Weize Yu received the B.S. degree in electrical engineering from the University of Electronic Science and Technology of China, Chengdu, China, in 2009, and the M.S. degree in electrical engineering from the Institute of Microelectronics of Chinese Academy of Sciences, Beijing, China, in 2012. He is currently pursuing the Ph.D. degree with the University of South Florida.

His current research interests include on-chip power management and hardware security.

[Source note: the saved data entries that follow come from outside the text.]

PR #2497, opened 2025-11-20
Limit first-release commit scan and document max_analyze_commits

LindonAliu:
This continues from PR #2232 by @TroyKomodo and addresses @marcoieni ’s comments.

- Default max_analyze_commits to 1000 and apply it only when the crate has no registry release yet.
- Update CLI/help + docs and regenerate the schema.
- Keep upstream main rebased.

Closes: #2232

### DIFF
--- a/crates/release_plz_core/src/command/release.rs
+++ b/crates/release_plz_core/src/command/release.rs
@@ -912,7 +912,7 @@ async fn release_package(
                     *trusted_publishing_client = Some(tp);
                 }
                 Err(e) => {
-                    warn!("Failed to use trusted publishing: {e}. Proceeding without it.");
+                    warn!("Failed to use trusted publishing: {e:#}. Proceeding without it.");
                 }
             }
         }
--- a/website/package-lock.json
+++ b/website/package-lock.json
@@ -17534,9 +17534,9 @@
             }
         },
         "node_modules/prettier": {
-            "version": "3.7.3",
-            "resolved": "https://registry.npmjs.org/prettier/-/prettier-3.7.3.tgz",
-            "integrity": "sha512-QgODejq9K3OzoBbuyobZlUhznP5SKwPqp+6Q6xw6o8gnhr4O85L2U915iM2IDcfF2NPXVaM9zlo9tdwipnYwzg==",
+            "version": "3.7.4",
+            "resolved": "https://registry.npmjs.org/prettier/-/prettier-3.7.4.tgz",
+            "integrity": "sha512-v6UNi1+3hSlVvv8fSaoUbggEM5VErKmmpGA7Pl3HF8V6uKY7rvClBOJlH6yNwQtfTueNkGVpOv/mtWL9L4bgRA==",
             "license": "MIT",
             "bin": {
                 "prettier": "bin/prettier.cjs"


crates/release_plz/src/args/set_version.rs
```diff
@@ -24,6 +24,10 @@ pub struct SetVersion {
     /// Path to the release-plz config file.
     #[command(flatten)]
     pub config: ConfigPath,
+
+    /// In a workspace update all member's who reference the crate's version.
+    #[arg(long)]
+    disable_dependant_updates: bool,
```
marcoieni: this is unrelated to the PR title. Can you edit this PR to only include changes from the commit scan and max_analyze_commits?

LindonAliu: I rebased the branch on latest main and kept only the max_analyze_commits/commit-scan changes. This is building on @TroyKomodo’s earlier work; I just rebased/cleaned it up.

crates/release_plz/src/config.rs
```diff
@@ -110,7 +112,7 @@ impl Config {
 }
 
 /// Config at the `[workspace]` level.
-#[derive(Serialize, Deserialize, Default, PartialEq, Eq, Debug, JsonSchema)]
+#[derive(Serialize, Deserialize, PartialEq, Eq, Debug, JsonSchema)]
```
marcoieni, line 115: why removing the derive Default from here?

crates/release_plz_core/src/command/update/updater.rs
```diff
@@ -566,7 +566,13 @@ impl Updater<'_> {
...
         let pathbufs_to_check = pathbufs_to_check(package_path, package)?;
         let paths_to_check: Vec<&Path> = pathbufs_to_check.iter().map(|p| p.as_ref()).collect();
-        loop {
+        let max_analyze_commits = if registry_package.is_none() {
+            self.req.max_analyze_commits()
+        } else {
+            u32::MAX
+        };
+
+        for _ in 0..max_analyze_commits.max(1) {
```
marcoieni: rather than using `max(1)` here, I would return an error if `self.req.max_analyze_commits()` is negative.

We could also add that if `self.req.max_analyze_commits()` is 0, we use `u32::MAX`.

crates/release_plz/src/config.rs
LindonAliu: I removed `Default` from the derive because there's a manual `impl Default for Workspace` at line 177 that sets `max_analyze_commits` to `default_max_analyze_commits()` (which returns `Some(1000)`) instead of `None`.

If I keep `#[derive(Default)]`, it conflicts with the manual implementation, causing a compile error `E0119: conflicting implementations of trait Default`.

crates/release_plz_core/src/command/update/updater.rs
LindonAliu: The type is `u32`, so negative values are rejected at the TOML parsing level by serde. There's no way for a negative value to reach this code.

I did implement the second part of your suggestion: when `max_analyze_commits` is `0`, we now use `u32::MAX`.

crates/release_plz/src/config.rs
marcoieni: Ok, so you can't set that value without removing the derive Default, I see 👍

marcoieni (approved):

**Selçuk Köse** (S'10–M'12) received the B.S. degree in electrical and electronics engineering from Bilkent University, Ankara, Turkey, in 2006, and the M.S. and Ph.D. degrees in electrical engineering from the University of Rochester, Rochester, NY, in 2008 and 2012, respectively.

He was with the VLSI Design Center of the Scientific and Technological Research Council, Ankara, Turkey, the Central Technology and Special Circuits Team in the enterprise microprocessor division of Intel Corporation, Santa Clara, CA, USA, and the

RF, Analog, and Sensor Group, Freescale Semiconductor, Tempe, AZ, USA. He is currently an Assistant Professor with the Department of Electrical Engineering, University of South Florida, Tampa, FL, USA. His current research interests include the analysis and design of high-performance integrated circuits, on-chip dc–dc converters, and hardware security.

Prof. Köse has served on the Technical Program and Organization Committees of various conferences. He is a recipient of the NSF CAREER Award, the Cisco Research Award, the USF College of Engineering Outstanding Junior Researcher Award, and the USF Outstanding Faculty Award. He is an Associate Editor of the *Journal of Circuits, Systems, and Computers* and *Microelectronics Journal*.